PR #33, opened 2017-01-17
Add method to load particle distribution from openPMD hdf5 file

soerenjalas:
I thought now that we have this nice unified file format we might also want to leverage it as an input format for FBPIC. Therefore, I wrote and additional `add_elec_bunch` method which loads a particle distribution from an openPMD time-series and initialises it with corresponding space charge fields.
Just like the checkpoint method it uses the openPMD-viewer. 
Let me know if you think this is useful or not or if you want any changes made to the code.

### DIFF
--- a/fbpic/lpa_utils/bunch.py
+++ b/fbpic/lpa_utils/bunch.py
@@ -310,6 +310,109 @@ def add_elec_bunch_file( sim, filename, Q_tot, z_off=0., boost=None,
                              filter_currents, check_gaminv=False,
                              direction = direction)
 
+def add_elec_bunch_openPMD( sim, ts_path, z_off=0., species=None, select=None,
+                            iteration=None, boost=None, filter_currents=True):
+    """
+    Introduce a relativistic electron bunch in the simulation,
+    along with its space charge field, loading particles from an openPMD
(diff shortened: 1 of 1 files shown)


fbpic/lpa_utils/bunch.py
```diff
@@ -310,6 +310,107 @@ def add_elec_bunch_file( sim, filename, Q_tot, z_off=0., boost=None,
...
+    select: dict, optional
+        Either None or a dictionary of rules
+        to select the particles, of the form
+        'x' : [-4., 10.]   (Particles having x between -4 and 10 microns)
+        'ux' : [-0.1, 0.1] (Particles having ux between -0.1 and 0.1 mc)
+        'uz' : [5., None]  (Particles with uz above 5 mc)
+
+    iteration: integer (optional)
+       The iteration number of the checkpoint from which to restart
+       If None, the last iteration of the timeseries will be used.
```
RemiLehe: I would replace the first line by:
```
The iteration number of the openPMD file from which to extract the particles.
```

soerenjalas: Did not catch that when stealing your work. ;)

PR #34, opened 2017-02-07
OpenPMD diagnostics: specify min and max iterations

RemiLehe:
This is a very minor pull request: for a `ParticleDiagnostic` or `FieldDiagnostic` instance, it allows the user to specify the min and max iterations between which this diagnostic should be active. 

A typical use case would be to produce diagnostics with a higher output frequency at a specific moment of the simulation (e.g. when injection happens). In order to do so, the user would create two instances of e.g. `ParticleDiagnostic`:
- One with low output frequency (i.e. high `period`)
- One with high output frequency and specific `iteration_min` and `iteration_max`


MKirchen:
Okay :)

····················

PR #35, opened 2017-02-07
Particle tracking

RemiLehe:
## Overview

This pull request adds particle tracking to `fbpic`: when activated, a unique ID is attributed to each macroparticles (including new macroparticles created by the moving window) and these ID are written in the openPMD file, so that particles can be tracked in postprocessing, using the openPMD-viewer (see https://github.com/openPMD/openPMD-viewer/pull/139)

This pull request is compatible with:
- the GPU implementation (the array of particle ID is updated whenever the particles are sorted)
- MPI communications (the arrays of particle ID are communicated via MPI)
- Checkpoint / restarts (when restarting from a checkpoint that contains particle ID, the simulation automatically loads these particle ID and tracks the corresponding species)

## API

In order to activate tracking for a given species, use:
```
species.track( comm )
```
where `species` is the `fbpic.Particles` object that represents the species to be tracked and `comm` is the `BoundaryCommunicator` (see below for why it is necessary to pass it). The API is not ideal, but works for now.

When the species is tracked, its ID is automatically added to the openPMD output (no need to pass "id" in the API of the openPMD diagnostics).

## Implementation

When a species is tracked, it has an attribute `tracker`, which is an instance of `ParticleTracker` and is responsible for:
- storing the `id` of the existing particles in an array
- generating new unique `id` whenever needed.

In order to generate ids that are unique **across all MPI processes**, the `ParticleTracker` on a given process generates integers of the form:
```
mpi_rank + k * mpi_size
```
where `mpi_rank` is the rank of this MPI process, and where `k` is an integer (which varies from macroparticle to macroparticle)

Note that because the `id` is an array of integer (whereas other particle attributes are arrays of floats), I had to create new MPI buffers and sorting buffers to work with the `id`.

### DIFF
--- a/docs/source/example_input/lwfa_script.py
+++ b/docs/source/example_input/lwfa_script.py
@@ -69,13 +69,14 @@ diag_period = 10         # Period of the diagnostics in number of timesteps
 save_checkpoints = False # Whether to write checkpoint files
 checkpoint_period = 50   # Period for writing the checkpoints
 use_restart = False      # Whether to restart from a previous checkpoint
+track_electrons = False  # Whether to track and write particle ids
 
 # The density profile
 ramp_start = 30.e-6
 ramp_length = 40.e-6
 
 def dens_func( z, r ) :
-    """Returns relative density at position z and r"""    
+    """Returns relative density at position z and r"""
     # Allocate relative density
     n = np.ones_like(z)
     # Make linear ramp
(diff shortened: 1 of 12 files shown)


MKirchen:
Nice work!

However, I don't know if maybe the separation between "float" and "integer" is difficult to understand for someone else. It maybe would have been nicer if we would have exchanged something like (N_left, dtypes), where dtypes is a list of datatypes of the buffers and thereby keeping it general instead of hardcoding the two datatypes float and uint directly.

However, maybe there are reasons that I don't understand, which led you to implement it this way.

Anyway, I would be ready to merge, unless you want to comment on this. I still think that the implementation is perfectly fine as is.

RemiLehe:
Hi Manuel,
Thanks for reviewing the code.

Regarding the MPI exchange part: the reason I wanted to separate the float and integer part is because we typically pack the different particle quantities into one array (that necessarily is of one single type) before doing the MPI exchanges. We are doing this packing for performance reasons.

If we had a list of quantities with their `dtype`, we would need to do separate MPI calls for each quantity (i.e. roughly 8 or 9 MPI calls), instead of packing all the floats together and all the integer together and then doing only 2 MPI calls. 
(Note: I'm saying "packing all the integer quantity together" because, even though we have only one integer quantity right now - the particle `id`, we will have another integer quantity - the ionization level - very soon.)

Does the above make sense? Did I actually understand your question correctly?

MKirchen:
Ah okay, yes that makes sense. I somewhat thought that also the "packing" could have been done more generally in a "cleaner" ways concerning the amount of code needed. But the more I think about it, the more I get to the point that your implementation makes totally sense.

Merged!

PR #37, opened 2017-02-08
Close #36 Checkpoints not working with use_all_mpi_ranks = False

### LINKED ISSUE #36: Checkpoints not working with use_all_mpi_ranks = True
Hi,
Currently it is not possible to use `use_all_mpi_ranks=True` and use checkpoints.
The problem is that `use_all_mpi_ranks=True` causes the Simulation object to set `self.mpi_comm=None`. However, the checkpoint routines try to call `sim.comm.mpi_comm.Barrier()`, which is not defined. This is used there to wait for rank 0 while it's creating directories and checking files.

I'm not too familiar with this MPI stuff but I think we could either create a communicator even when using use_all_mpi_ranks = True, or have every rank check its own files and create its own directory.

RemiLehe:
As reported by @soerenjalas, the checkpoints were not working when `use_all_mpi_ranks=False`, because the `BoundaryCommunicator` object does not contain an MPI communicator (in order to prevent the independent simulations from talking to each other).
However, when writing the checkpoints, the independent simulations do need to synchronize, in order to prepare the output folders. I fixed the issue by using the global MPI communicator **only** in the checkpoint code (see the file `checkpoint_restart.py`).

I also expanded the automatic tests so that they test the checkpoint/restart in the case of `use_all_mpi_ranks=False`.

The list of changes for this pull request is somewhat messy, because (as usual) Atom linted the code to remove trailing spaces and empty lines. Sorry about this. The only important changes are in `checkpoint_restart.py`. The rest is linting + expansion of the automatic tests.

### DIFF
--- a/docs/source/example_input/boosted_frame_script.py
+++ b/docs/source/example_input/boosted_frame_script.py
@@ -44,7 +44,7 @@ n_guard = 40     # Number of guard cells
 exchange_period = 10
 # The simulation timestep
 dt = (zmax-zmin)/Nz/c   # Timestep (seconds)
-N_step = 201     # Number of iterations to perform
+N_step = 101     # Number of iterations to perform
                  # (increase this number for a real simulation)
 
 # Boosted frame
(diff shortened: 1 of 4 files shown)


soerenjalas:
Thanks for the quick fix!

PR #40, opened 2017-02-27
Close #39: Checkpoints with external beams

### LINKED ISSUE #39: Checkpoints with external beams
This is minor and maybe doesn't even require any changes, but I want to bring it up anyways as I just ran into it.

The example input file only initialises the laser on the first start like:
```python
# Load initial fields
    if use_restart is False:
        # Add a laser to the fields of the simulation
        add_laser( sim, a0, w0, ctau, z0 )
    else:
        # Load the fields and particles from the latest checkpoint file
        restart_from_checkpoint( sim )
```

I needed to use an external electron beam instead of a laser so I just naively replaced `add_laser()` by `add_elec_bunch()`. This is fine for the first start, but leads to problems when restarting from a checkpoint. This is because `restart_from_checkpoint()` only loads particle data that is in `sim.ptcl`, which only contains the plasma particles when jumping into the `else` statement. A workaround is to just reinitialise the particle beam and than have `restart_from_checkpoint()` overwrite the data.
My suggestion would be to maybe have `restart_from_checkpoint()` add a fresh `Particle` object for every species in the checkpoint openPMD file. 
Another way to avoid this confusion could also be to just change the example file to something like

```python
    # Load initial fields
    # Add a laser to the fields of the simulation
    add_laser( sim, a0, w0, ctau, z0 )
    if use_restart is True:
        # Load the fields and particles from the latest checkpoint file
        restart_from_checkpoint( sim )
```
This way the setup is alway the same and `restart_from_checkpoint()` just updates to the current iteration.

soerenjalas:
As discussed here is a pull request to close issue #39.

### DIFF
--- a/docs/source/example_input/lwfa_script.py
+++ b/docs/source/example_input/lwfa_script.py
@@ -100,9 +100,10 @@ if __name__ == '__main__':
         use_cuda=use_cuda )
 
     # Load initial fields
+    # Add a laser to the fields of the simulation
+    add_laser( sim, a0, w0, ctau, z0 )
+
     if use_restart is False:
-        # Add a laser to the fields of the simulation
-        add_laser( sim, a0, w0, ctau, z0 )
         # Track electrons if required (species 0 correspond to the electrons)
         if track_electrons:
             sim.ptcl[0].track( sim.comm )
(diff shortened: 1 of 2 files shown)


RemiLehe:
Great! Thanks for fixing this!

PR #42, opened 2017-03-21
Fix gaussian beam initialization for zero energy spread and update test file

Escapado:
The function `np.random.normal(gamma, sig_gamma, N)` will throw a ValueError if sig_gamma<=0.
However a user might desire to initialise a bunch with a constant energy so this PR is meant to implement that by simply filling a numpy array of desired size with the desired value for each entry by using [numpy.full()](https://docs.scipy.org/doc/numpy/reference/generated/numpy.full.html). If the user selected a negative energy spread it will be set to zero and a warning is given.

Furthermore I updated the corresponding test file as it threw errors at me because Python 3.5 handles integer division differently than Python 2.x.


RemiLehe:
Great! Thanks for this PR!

····················

## WHAT YOU SHOULD DO
Return only the number of lines in the data above that hold the word "given".

## YOUR SOLUTION
3